Bianca network issues closed
The Bianca cluster is currently experiencing network issues resulting in failures to start login nodes and slow and intermittent access to storage. Troubleshooting is ongoing.
Update 2025-12-04 16:30
We have not experienced any problems so far after the restart of all old Bianca login nodes and the modified settings for the Wharf VM but we are keeping an eye on this. Close ticket for now.
Update 2025-12-01 16:30
The shutdown of 43 old login nodes that have been running before last Thursday is now in progress. The 60 login nodes that has been started after Thursday are kept running. Login nodes that have jobs running on computation nodes will be started up again.
Update 2025-12-01 10:28
It seems like compute and login nodes that have been running since before the file system issues began keep having intermittent errors. These errors have contagion effects also affecting wharf access, among other things.
For these reasons, we will actively reboot all login nodes that have been running since last week. We have already had to do that manually for several projects that reported problems. This means that you can loose ongoing interactive sessions. We apologize for that.
Compute nodes that have been running for long will be “drained”. This means that that they will also be rebooted, once any current jobs running on them have completed.

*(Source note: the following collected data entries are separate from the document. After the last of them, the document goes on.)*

PR #4478, opened 2024-11-13
e2e:  fix oscilate validator set logic when the manifest contains validator updates

cason:
WIP.

---

#### PR checklist

- [ ] Tests written/updated

### DIFF
--- a/test/e2e/pkg/testnet.go
+++ b/test/e2e/pkg/testnet.go
@@ -371,6 +371,14 @@ func NewTestnetFromManifest(manifest Manifest, file string, ifd InfrastructureDa
 
 		const flipSpan = 3000
 		for i := max(1, manifest.InitialHeight); i < manifest.InitialHeight+flipSpan; i++ {
+			// FIXME: we do not flip the validator when there is
+			// **any** scheduled validator update for that height.
+			// We may have a validator update that affects a
+			// **different** validator here and the height can be
+			// odd. We add our validator back in odd heights, so we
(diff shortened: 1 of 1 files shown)


andynog:
@cason please let me know if you need help with this. I was looking at the initial implementation and it seems you are going into the direction of adding validator updates to the manifest.toml file (?). This will probably need some changes to the generator too.

cason:
> @cason please let me know if you need help with this. I was looking at the initial implementation and it seems you are going into the direction of adding validator updates to the manifest.toml file (?). This will probably need some changes to the generator too.

Yes, I need. The `generator` has nothing to do here. It indeed produce validator updates at random heights, but this logic is ok.

The problem is that in the new logic, the `setup` method of the runner produce oscillations, validator updates at every height. Those are written to the application's config file.

The problem is that the updates produced by the generator (which are more relevant changes) might conflict with the validator updates produced by the oscillation logic (which just turn on and off a validator, with voting power 1 and 0). The latter has to be fixed.

cason:
By the way, if no one has bandwidth to proceed on this work, we should open an issue.

Until then, as workaround, we should probably disable the `ConstantFlip` flag in the produced manifests for nightly executions. Otherwise, the nightly e2e tests will continue fail for this reason, which is a lot of clutter.

jmalicevic (approved):

cason:
@andynog, feel free to merge it if you find it legit. So we don't have that much failures from this night's tests.

andynog (approved):
lgtm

The intent is to not prematurely kill any ongoing job.
Hopefully, this will resolve all lingering problems. Thank you for your patience.
Update 2025-11-28 16:30
Long explanation (short version below):
Earlier this week we saw Cygnus misbehaving, and traced it to an InfiniBand (IB) card causing errors in one of the host machines running the virtual IB-Ethernet routers for the Lustre file system. Cygnus is the file system for Bianca. The faulty IB card disrupted the entire IB fabric, which affected storage for all Cygnus users — essentially all of Bianca. We resolved the immediate issue by restarting that server, and things looked stable afterwards.
However, the IB-fabric problems seem to have caused issues for already-running machines that had Cygnus mounted. We didn’t notice this right away, since in our initial tests all virtual machines in Bianca were able to mount Cygnus. Some directories were still not working, likely because certain clients had stopped communicating with some of the Cygnus servers for unknown reasons, causing I/O to stall. Or some other problem with the state of Lustre file system client.
We also discovered that one of the Bianca servers, Wharf. reacted poorly to the long timeouts and ended up blocking all users, even those without a problematic directory.
We are now restarting all affected clients we discover, we have added options to the VM running Wharf to make it less susceptible to blocking, and, last but not least, are in the process of restarting the entire Cygnus file system.
TL;DR We are in the process of resolving the problems affecting Bianca and Cygnus. If you are experiencing problems please report back to us. We may need to restart your virtual Bianca cluster.
Update 2025-11-27 12:17
Wharf is still experiencing issues, trouble shooting is ongoing.
Update 2025-11-27 08:35
Wharf is up and running and being monitored.
Update 2025-11-26 16:11
Unfortunately, wharf is still having issues
Update 2025-11-26 15:25
Wharf and file transfers are operational again.
Update 2025-11-26 14:10
Wharf and file transfers are not functional at the moment.
Update 2025-11-26 13:00
File transfers are still having issues.
Update 2025-11-26 10:00
File transfers are functional. Some compute nodes are still having issues accessing storage.
Update 2025-11-26 08:15
The issues with login nodes and storage have largely been resolved but will be monitored. File transfers and Wharf are currently not functional.